Provided records START

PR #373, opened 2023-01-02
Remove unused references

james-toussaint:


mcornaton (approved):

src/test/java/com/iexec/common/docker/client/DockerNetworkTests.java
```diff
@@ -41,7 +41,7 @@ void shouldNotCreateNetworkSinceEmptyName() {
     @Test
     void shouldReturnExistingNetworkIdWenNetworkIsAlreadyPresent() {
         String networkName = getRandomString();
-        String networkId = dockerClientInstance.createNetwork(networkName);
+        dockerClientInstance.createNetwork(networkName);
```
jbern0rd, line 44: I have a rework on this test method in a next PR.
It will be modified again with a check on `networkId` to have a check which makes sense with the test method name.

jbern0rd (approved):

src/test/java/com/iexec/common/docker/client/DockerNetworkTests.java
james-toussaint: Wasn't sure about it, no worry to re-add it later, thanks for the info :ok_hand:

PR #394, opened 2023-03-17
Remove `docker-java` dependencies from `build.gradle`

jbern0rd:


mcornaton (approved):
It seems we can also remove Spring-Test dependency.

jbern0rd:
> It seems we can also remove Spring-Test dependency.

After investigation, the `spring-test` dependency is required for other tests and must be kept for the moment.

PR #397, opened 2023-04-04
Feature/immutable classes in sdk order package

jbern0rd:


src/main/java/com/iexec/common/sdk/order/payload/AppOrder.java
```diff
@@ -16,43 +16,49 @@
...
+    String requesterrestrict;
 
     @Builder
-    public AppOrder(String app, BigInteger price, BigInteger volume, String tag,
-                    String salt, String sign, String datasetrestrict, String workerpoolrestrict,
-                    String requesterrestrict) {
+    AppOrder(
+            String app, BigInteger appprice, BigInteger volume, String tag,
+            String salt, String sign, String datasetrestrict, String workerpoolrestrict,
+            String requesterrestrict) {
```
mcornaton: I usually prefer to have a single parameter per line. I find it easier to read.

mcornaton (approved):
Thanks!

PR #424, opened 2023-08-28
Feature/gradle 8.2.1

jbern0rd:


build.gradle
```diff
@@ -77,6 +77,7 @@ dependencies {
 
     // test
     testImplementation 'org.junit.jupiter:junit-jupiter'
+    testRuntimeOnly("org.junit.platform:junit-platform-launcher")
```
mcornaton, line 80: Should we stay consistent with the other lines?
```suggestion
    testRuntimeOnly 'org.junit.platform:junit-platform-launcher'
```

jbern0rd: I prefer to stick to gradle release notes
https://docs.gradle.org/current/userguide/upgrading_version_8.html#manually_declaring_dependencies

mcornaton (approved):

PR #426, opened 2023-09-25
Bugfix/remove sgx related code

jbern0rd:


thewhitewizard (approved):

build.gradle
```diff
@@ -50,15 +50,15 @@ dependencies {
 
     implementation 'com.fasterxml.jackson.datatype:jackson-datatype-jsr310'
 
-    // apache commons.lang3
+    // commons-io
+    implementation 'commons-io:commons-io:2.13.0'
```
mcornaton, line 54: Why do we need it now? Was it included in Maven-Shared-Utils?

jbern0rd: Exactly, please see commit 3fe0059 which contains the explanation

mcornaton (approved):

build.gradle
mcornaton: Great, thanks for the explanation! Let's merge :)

Provided records END
Provided records START

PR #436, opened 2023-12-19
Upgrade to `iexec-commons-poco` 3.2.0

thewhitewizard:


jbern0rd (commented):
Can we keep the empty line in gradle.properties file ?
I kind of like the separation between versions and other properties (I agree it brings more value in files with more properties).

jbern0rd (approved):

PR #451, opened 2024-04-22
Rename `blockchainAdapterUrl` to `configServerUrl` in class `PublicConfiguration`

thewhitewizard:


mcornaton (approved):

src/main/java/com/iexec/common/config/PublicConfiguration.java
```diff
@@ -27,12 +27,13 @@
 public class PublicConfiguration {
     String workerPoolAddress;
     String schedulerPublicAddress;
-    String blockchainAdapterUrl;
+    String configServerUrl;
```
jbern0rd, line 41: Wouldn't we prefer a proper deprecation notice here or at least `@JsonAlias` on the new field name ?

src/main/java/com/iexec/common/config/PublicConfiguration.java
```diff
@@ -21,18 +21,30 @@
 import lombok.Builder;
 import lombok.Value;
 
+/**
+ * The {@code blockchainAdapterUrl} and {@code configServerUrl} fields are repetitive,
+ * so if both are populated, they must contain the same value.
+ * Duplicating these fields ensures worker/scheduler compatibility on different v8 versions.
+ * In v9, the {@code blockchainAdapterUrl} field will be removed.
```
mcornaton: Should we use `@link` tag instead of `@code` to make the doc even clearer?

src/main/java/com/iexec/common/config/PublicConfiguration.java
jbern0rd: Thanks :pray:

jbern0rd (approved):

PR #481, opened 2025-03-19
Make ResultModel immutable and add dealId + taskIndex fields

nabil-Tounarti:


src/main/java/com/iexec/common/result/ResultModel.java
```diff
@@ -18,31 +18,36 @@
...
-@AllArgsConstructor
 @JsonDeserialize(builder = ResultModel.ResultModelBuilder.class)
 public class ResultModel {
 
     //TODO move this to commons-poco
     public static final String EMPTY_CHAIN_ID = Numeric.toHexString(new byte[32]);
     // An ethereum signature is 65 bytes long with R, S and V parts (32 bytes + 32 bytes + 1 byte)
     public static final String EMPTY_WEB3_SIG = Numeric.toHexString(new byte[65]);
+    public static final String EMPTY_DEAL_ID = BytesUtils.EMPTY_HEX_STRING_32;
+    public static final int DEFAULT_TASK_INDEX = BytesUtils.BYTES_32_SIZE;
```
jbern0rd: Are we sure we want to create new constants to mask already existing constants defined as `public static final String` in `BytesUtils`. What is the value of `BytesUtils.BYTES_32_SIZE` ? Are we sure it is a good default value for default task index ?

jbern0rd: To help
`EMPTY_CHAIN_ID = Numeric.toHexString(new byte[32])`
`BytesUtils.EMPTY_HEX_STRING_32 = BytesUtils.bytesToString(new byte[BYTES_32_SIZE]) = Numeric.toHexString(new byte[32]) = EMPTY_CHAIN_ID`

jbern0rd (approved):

Provided records END

• [To do] Among the lines of the material above, tally those containing "immutable" and respond with the total only.

• [Worked solution] 2